Speaking at a stakeholders’ engagement on a proposed bill to amend the Criminal Offences Act (Act 29) and the Armed Forces Act (Act 105) to end the practice, Brigadier General Amoah-Boakye disclosed that already the Armed Forces Regulation Board had begun working to amend some of the provisions in the Armed Forces Act, including the death penalty.
“I have been a prosecutor for about 25 years in GAF, and I have never prosecuted anybody for any offence that requires the imposition of the death penalty. We find it in our books alright, but as most of you have said, it is just on paper. We don’t implement them, and so, I also want to ask the question: why the need for them?
“My board is recommending for the abolishing of death penalty. By way of procedure, we are reviewing all the regulations, some dating back to the 60s, and because it is quite heavy, it is taking quite a long time.
“So, if we have this process that has been initiated, that will single out those provisions in the Armed Forces Act to be dealt separately, we will gladly support that. I must say that I have the backing of the Chief of the Defence Staff to make this statement that I have made,” he stressed.
He continued, “We are all for it, and whatever support that is required, just as we’ve done today, you can count on us, and we will be there to support.”
Brigadier General Amoah-Boakye said the GAF’s regulations are subject to the constitution, adding, “We are subject to two systems of law. So technically speaking, if the constitution says this is the law, we have no option but to amend our laws to suit that.”
The MP for Madina, Francis-Xavier Sosu, who is sponsoring the private member’s bill, said the consultation was meant for the stakeholders to share their views on the proposed amendment of the Criminal and Other Offences Act and the Armed Forces Act, with the view of achieving up to about 95% abolishing of the death penalty from the country’s statute’s books.

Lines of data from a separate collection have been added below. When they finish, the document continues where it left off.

PR #1165, opened 2019-11-19
Suggest `extend-ignore` over `ignore` for flake8

asottile:
this option was introduced in flake8 3.7.x and is generally preferred over `ignore` (which unsets all default ignores)


asottile:
I guess technically with `extend-ignore` W503 doesn't need to be included (since it's part of the default ignore list)

asottile:
I've updated the patch to suggest a minimal flake8 configuration in addition to the one utilizing flake8-bugbear

zsol:
Sounds good to me, thanks!

PR #1172, opened 2019-11-21
ISSUE 727: optional typed_ast and PyPy support

vemel:
### Changes

- Do not install `typed_ast` automatically, only with `black[typed_ast]` extra requirement
- If `typed_ast` module does not exist - use `ast` as `ast27` and `ast3` as a fallback
- Move all AST node class lists to constants
- Handle `TypeError` for `ast3.parse` in case it is built-in `ast` from Python < 3.8
- Add type `AST` to cover all possible AST options
- Add `TargetVersion.arg_name` property to get argument name
- Add `TargetVersion.get_sys_version` method that gets target version for system info (fallback to py38)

“The issue of death penalty and the need to abolish it has been something on the minds of most reformers. The last Constitutional Review Commission found it very necessary to propose that the penalty of death needed to be substituted with life imprisonment,” he noted.
According to him, unfortunately since 2011, the nation has not had the opportunity for this constitutional amendment that allows Ghana to take death penalty from its statute’s books.
A Court of Appeal’s judge, Justice Sir Dennis Adjei, reiterated that death penalty remains a retributive punishment which defies logic, thereby making a mockery of justice, by not applying evenly in all criminal cases, except murder and treasonable offences.
For him, the mere fact that a number of presidents have found it unnecessary to sign execution warrants is clear that the country does not need the law again, since it has not lived up to its billing of deterrence.